(RECORDS PROVIDED)
PR #648, opened 2021-08-27
[Request for comment] Abstracted timers from schedulers

rob-deutsch:
This PR abstracts the 'timer functionality' out of the igntion scheduling functions, and creates a single common ignition scheduling function (`setIgnitionSchedule`) which is used for all ignitions.

This allows more flexibility for which/how timers are used, and will allow quicker/easier improvements to the scheduler. Not to mention, this is needed for the ESP32 port.

The same sort of abstraction could be added to the fuel scheduling functions.

### DIFF
--- a/speeduino/decoders.ino
+++ b/speeduino/decoders.ino
@@ -305,50 +305,50 @@ static inline void checkPerToothTiming(int16_t crankAngle, uint16_t currentTooth
   {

(WHAT IS BEING ASKED) Copy out the lines of the data where the string "functions" occurs.

(YOUR SOLUTION)
This PR abstracts the 'timer functionality' out of the igntion scheduling functions, and creates a single common ignition scheduling function (`setIgnitionSchedule`) which is used for all ignitions.
The same sort of abstraction could be added to the fuel scheduling functions.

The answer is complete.